Con l’istituzione della Repubblica di Cina (1912), il wushu diventò un mezzo per promuovere la cultura cinese e la difesa nazionale dopo l’umiliazione incassata ad opera delle potenze imperialiste nell”800. Venne inserito per la prima volta nei corsi scolastici e universitari; nacquero le prime associazioni, dalla Jingwu Society di Shanghai, estesa negli anni ’20 a livello nazionale con ramificazione che raggiunsero in breve il Sud-est asiatico, alla Central National Skills Research Academy, fondata dai nazionalisti di Chiang Kai-shek a Nanchino al fine di avviare l’insegnamento e lo studio delle arti marziali cinesi attraverso una struttura tentacolare in grado di raggiungere 24 province.

Incoraggiata dall’agenda politica del momento, tra il 1928 e il 1931 la fascinazione per il wushu (all’epoca eloquentemente ribattezzato guoshu: «arte nazionale») contagiò l’industria cinematografica locale, portando alla produzione di oltre 227 film sul tema. Ma di lì a poco l’invasione giapponese costrinse accademia e maestri a lasciare la capitale del sud per cercare riparo nel vicinato asiatico: Hong Kong, Taiwan e Singapore divennero mete predilette della diaspora marziale, affermandosi negli anni come gelose custodi della «tradizione cinese originale»; non soltanto della scrittura in caratteri complessi, messa in soffitta sulla mainland negli anni ’60, ma anche della più sofisticata arte di combattimento cinese. Sarà la Rivoluzione culturale a relegare definitivamente il kung fu nell’oblio riservato alle «pratiche feudali», fino a quando le riforme e l’apertura anni ’80 non avviarono un periodo di rivalutazione delle tradizioni precedentemente considerate responsabili dell’arretratezza cui era stata relegata la Cina; non più Celeste Impero ma  «malata d’Asia».

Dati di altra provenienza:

PR #5892, opened 2019-10-21
chore: Switch distro-specific strings to overrideable vars, not constants

### LINKED ISSUE #5968: Switch from hardcoded constants for boot + version stream URLs to specifying at build time
This will greatly simplify things for distros of jx, since they won't need to have hardcoded constants in the standard jx binary, and they won't have to mess around with profiles, etc.

See https://github.com/jenkins-x/jx/pull/5892 for a prototype.

abayer:
#### Submitter checklist

#### Description

This will allow for setting these values for a distribution's binary of `jx` without needing to change source code.

NOTE: This is just an experiment right now.

/assign @garethjevans 

fixes #5968


abayer:
`TestStepValidate` is failing because the version is now getting set to the `0.0.0-SNAPSHOT...` version in tests, not just when building the binary. I tried changing the version it's testing against to `0.0.0`, but it still failed, so I need to think about this more.

PR #5894, opened 2019-10-21
fix: GitHubProvider#asGitHubCommit should extract author details specified in the commit

### LINKED ISSUE #5726: GitHubProvider#asGitHubCommit should extract author name and email from commit
### Summary 

```go
	message := ""
	if commit.Commit != nil {
	} else {
	}
	var author *GitUser
	if commit.Author != nil {
		author = &GitUser{
		}
	} else {
	}
	return GitCommit{
		Message: message,
		URL:     commit.GetURL(),
		SHA:     commit.GetSHA(),
		Author:  author,
	}

}
```

```
``` 

khansaAmrouni:
fixes #5726 

## Description

`GitHubProvider#GitHubCommit` uses ` commit.Author` to extract the author of a commit, `commit.Author` contains GitHub user profile, and since users can choose to have a public email address on GuitHub, it happens that sometimes we get email empty. the idea is to use commit.Commit.Author to get author details specified in the commit.

### DIFF
--- a/pkg/gits/github.go
+++ b/pkg/gits/github.go
@@ -782,13 +782,13 @@ func (p *GitHubProvider) asGitHubCommit(commit *github.RepositoryCommit) GitComm
 		log.Logger().Warnf("No Commit object for for commit: %s", commit.GetSHA())
 	}
 	var author *GitUser
-	if commit.Author != nil {
+	if commit.Commit.Author != nil {
 		author = &GitUser{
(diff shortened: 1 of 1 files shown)


khansaAmrouni:
PS: i am an outreachy applicant, it is a pleasure if you accept to review my PR.
thanks

khansaAmrouni:
@hferentschik ok, deal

Nel 1985 si tenne il primo International Wushu Invitational Tournament, con la partecipazione di 17 paesi e regioni; poi nel 1990 nacque l’International Wushu Federation, a cui si deve l’organizzazione ogni due anni delle World Wushu Championships, competizione che riunisce praticanti da tutto il mondo ma che, guarda un po’, vede proprio la Repubblica popolare dominare per numero di medaglie. Il prossimo passo è rendere il wushu uno sport olimpico alla pari del karate giapponese e del taekwondo coreano. Un riconoscimento che, con grande disappunto di Pechino, stenta ad arrivare, malgrado la popolarità planetaria riscossa dalle gesta del goffo panda Po della Dreamworks.

Da quando il Comitato Olimpico Internazionale (IOC) ha permesso agli organizzatori di Pechino 2008 di tenere un torneo di wushu – in parallelo ai Giochi ufficiali-, le arti marziali cinesi hanno guadagnato una spinta su scala globale, come dimostra l’espansione dell’IWUF, passata negli ultimi otto anni da 116 a 149 paesi membri per un totale di 200 milioni di praticanti. Non abbastanza, comunque, per permettere al kung fu di rientrare nella cerchia dei 32 sport olimpici. Lo scorso autunno, incassando con eleganza il mancato ingresso alle Olimpiadi di Tokyo 2020, il vicepresidente dell’IWUF ha dichiarato che «siamo contrariati ma non sorpresi […] il 2024 sarà l’anno del wushu».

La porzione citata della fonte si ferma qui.